(Dataset entries)
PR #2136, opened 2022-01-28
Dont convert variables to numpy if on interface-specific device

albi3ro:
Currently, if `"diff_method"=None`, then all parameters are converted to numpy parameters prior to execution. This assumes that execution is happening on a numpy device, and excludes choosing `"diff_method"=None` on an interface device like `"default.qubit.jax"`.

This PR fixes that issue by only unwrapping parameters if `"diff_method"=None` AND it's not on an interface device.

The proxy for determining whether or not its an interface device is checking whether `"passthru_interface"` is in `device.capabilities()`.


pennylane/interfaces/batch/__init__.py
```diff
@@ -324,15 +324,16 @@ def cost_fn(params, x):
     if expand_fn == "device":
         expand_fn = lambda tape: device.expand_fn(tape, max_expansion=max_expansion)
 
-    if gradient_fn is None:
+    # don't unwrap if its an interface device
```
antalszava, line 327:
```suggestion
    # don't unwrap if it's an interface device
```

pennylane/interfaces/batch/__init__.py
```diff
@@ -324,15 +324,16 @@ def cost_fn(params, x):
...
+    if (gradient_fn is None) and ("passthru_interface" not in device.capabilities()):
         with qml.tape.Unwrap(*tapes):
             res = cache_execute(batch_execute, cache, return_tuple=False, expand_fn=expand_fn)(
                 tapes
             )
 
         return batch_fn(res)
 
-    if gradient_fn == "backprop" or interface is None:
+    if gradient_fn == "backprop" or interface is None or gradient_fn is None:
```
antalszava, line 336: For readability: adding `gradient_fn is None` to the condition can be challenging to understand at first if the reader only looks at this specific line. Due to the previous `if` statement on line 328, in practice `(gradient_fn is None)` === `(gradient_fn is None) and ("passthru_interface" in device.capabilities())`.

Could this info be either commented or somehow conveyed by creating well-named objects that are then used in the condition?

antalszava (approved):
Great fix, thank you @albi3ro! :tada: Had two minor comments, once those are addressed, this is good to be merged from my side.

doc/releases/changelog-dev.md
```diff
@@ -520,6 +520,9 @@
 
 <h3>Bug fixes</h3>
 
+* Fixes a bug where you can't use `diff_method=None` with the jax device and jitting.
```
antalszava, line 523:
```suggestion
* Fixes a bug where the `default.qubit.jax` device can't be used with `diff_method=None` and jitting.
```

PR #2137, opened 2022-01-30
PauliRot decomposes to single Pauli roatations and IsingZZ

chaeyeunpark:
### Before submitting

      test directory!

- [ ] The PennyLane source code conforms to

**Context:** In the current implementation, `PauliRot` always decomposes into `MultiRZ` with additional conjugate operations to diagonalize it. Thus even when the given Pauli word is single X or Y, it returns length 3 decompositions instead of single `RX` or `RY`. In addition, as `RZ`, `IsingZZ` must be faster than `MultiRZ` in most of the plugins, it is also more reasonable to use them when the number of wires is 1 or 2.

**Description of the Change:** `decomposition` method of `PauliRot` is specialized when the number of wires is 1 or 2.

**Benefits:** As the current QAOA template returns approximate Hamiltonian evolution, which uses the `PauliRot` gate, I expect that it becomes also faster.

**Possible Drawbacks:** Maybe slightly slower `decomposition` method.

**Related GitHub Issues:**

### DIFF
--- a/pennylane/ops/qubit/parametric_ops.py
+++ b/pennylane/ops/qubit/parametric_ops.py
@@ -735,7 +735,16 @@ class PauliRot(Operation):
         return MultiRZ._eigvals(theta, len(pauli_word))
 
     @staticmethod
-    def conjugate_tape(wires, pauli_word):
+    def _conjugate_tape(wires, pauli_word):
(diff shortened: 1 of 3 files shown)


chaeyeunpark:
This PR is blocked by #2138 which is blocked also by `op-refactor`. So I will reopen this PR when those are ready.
* * *
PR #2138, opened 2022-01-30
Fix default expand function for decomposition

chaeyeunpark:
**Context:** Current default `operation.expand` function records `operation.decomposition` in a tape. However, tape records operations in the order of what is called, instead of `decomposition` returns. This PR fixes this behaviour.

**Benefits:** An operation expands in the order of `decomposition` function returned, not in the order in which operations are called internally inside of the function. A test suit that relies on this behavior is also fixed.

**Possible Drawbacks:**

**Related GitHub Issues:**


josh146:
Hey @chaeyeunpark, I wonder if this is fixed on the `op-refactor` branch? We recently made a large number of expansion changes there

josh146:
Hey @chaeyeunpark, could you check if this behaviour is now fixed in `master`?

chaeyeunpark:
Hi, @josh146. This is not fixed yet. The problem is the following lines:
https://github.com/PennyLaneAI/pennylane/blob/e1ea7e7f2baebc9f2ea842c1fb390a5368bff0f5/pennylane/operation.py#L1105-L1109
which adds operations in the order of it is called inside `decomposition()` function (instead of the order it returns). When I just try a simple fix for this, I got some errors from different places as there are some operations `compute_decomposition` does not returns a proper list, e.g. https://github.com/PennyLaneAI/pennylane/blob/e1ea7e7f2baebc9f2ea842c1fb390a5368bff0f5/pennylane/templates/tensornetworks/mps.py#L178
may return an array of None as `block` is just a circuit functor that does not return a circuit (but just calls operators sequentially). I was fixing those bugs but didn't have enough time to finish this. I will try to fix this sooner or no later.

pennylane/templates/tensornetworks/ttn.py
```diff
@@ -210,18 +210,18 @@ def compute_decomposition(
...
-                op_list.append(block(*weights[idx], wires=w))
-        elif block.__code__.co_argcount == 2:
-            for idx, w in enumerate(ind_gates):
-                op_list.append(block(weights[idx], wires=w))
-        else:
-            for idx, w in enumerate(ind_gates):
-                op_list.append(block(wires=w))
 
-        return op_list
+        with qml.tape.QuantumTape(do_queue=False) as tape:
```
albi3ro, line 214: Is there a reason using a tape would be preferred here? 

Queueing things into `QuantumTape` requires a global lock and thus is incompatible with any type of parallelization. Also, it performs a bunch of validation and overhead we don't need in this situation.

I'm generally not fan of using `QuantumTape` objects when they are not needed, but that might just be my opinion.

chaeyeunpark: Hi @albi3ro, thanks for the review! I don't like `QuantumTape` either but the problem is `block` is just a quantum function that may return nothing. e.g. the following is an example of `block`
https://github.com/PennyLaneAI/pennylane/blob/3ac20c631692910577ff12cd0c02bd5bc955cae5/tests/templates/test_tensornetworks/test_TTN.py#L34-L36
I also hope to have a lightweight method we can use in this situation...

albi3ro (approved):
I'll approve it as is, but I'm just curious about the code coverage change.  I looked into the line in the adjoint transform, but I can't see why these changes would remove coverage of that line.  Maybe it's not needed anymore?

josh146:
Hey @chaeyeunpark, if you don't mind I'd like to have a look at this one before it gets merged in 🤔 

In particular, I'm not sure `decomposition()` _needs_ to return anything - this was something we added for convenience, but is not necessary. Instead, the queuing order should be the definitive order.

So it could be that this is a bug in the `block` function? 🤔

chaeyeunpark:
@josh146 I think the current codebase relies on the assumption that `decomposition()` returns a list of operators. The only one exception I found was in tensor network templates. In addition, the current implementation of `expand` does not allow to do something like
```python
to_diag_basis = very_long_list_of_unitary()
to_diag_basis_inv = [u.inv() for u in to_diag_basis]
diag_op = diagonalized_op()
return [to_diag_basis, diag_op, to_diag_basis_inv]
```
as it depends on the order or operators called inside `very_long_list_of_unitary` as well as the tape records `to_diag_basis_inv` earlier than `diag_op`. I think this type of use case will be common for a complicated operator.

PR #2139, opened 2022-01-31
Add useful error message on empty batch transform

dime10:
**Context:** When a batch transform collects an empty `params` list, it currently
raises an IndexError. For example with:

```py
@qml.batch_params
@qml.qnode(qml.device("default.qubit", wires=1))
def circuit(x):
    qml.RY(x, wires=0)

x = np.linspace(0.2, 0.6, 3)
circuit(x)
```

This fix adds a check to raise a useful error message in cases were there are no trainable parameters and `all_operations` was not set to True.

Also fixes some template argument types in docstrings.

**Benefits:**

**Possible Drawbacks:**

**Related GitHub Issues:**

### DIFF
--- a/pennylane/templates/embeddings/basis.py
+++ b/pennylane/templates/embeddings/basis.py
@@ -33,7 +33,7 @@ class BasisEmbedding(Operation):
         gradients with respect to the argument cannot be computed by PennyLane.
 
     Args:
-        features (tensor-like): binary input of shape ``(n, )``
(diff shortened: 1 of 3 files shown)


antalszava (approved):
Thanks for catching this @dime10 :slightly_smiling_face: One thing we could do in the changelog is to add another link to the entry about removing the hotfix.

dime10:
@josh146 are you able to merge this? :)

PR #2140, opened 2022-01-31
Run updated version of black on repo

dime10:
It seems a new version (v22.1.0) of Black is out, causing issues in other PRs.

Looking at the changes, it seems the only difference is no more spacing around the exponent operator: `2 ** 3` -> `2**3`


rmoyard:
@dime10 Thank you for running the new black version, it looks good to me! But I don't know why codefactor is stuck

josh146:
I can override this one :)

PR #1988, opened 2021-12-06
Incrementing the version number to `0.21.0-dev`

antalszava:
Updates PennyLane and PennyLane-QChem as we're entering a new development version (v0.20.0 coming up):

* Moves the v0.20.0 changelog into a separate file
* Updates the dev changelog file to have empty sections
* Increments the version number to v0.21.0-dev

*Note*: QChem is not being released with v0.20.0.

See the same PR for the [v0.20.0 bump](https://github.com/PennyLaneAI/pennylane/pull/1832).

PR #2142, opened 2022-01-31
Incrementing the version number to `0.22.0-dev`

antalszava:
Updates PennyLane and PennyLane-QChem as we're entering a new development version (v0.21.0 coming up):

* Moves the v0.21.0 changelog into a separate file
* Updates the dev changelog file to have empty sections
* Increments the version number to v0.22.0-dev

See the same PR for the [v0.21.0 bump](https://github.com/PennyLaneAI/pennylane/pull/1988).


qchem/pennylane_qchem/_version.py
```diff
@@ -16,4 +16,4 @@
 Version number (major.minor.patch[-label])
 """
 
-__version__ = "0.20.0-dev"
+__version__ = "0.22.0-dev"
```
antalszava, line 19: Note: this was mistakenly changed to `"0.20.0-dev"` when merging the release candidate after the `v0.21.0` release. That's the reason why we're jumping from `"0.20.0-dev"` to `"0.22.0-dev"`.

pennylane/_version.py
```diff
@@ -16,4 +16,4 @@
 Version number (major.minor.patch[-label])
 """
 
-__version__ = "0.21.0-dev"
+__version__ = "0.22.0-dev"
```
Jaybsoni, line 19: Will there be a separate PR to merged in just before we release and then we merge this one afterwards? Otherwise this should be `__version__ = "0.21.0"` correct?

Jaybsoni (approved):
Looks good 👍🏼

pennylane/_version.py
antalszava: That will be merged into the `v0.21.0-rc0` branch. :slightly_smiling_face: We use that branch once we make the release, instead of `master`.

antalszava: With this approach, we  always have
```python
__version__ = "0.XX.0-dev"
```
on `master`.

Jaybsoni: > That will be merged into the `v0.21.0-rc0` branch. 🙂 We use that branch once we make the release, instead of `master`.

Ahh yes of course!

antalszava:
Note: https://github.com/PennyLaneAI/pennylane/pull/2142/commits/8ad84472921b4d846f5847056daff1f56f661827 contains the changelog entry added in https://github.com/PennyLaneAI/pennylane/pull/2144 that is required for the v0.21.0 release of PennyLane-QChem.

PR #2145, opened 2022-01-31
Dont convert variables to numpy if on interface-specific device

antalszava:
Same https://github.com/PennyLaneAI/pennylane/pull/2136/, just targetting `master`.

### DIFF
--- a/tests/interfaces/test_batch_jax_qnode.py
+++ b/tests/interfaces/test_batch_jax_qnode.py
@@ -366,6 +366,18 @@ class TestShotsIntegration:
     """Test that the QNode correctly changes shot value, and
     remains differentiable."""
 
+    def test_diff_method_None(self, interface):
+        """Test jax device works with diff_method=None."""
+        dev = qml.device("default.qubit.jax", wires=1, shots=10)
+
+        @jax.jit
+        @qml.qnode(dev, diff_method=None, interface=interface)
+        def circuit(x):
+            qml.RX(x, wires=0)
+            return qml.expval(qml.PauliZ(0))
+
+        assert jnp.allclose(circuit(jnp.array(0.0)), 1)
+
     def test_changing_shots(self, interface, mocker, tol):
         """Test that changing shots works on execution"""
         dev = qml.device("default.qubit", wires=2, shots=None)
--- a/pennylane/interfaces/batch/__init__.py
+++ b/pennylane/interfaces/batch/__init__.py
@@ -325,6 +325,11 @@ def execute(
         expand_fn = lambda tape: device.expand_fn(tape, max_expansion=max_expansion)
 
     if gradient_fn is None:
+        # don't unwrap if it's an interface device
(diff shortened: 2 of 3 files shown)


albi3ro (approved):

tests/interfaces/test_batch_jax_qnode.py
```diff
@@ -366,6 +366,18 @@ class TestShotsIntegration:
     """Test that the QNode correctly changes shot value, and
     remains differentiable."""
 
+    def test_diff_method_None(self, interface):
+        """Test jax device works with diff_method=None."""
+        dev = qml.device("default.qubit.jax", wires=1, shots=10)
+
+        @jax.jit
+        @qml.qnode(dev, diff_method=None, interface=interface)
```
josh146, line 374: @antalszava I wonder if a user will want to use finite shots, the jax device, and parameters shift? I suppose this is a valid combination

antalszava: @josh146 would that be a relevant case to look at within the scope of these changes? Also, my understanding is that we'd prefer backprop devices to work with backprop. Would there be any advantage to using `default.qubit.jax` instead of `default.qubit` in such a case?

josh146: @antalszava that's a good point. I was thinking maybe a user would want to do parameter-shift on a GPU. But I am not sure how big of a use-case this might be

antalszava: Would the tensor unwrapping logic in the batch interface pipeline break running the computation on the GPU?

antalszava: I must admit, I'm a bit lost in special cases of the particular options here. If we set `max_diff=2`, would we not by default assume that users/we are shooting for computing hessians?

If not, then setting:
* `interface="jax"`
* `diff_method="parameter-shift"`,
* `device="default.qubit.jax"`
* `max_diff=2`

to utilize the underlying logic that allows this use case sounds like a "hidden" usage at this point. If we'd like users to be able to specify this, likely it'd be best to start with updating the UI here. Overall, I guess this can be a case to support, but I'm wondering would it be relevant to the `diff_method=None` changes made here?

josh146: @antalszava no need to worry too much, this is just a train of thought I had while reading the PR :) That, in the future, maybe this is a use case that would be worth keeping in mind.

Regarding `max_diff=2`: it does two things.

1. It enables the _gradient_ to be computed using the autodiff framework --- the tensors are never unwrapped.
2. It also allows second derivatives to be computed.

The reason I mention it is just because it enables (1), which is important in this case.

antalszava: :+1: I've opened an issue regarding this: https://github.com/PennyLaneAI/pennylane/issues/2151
--
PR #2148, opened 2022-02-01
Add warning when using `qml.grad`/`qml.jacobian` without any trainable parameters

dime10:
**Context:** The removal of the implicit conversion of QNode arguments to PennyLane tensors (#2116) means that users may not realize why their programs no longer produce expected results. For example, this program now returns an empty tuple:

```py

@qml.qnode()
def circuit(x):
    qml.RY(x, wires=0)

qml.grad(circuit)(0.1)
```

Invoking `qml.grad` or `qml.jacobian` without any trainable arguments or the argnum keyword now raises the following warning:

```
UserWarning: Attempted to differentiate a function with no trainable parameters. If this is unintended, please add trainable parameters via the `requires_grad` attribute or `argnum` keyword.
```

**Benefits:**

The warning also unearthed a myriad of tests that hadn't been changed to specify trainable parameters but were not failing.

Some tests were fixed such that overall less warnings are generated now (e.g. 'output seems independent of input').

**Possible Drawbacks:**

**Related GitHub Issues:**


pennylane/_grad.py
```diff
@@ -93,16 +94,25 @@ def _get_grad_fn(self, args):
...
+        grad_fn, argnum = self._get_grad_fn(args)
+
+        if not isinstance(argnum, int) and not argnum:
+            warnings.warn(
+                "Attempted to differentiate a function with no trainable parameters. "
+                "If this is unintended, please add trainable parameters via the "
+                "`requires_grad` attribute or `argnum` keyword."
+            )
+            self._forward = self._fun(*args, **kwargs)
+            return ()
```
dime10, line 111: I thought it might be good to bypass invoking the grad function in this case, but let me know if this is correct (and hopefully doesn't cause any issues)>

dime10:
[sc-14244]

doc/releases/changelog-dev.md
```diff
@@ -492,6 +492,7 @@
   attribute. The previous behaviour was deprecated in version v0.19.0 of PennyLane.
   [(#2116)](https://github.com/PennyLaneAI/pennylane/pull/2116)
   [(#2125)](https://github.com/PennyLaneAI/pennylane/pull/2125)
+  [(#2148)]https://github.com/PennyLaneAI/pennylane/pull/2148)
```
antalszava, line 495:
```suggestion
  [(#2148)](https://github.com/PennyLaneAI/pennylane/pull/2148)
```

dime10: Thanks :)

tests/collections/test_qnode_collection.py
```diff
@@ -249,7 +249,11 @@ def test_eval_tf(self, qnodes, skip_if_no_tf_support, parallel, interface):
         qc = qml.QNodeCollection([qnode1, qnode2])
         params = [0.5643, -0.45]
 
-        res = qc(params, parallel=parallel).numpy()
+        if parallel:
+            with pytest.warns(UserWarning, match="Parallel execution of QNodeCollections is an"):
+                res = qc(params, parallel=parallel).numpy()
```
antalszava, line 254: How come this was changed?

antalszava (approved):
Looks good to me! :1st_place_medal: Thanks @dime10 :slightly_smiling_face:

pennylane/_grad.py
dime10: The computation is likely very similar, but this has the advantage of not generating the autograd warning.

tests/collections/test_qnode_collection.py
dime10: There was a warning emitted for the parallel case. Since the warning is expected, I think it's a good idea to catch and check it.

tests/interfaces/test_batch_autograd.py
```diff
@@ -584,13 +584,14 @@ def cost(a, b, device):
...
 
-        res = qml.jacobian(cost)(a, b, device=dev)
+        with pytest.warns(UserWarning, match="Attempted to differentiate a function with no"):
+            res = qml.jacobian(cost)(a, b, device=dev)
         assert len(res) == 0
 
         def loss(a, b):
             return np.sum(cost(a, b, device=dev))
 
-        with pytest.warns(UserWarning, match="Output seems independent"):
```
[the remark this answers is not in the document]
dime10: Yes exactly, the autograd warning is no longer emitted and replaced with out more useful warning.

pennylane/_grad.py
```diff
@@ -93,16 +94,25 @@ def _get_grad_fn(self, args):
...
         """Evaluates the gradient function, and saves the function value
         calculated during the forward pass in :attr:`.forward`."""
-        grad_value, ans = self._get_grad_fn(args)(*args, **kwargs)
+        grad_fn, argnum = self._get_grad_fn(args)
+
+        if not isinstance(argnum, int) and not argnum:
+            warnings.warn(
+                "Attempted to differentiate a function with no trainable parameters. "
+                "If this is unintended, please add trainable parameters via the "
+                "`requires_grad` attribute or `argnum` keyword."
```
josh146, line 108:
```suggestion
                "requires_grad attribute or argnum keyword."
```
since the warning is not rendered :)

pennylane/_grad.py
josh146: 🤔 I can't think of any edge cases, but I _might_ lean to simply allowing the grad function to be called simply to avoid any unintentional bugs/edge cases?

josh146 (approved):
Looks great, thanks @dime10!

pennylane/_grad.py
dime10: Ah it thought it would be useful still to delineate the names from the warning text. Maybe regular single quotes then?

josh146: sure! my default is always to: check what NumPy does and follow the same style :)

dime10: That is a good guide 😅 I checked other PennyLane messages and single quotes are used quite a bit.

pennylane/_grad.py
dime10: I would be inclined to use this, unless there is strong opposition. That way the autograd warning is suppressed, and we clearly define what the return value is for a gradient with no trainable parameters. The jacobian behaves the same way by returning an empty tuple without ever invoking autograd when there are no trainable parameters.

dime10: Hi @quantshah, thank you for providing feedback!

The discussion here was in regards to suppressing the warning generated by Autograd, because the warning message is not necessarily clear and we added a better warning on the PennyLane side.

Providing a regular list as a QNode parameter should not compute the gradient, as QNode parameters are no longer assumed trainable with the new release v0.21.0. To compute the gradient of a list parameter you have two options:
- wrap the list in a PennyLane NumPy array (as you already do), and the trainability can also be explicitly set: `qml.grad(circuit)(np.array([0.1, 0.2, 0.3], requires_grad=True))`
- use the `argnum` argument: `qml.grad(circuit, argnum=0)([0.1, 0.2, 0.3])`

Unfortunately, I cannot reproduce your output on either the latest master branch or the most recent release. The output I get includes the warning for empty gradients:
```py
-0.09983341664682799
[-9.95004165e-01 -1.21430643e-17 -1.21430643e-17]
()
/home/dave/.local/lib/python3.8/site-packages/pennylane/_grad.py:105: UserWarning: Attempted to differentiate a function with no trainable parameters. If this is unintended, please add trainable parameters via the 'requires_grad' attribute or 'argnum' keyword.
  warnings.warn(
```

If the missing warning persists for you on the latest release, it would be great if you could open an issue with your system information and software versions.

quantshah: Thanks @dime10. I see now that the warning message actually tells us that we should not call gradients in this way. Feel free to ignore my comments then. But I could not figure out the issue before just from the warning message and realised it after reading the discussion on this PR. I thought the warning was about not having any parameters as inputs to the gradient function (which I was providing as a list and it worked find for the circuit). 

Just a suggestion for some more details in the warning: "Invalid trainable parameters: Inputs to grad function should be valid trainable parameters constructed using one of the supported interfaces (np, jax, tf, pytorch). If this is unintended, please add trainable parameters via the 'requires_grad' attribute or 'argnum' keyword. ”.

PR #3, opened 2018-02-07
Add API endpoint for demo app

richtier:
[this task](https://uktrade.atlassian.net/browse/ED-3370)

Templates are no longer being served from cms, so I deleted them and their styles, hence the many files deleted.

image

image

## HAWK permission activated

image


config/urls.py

INSTRUCTIONS FOR THE TASK: Pull out each line of the entries that contains "entering".

ANSWER TO THIS EXERCISE:
Updates PennyLane and PennyLane-QChem as we're entering a new development version (v0.20.0 coming up):
Updates PennyLane and PennyLane-QChem as we're entering a new development version (v0.21.0 coming up):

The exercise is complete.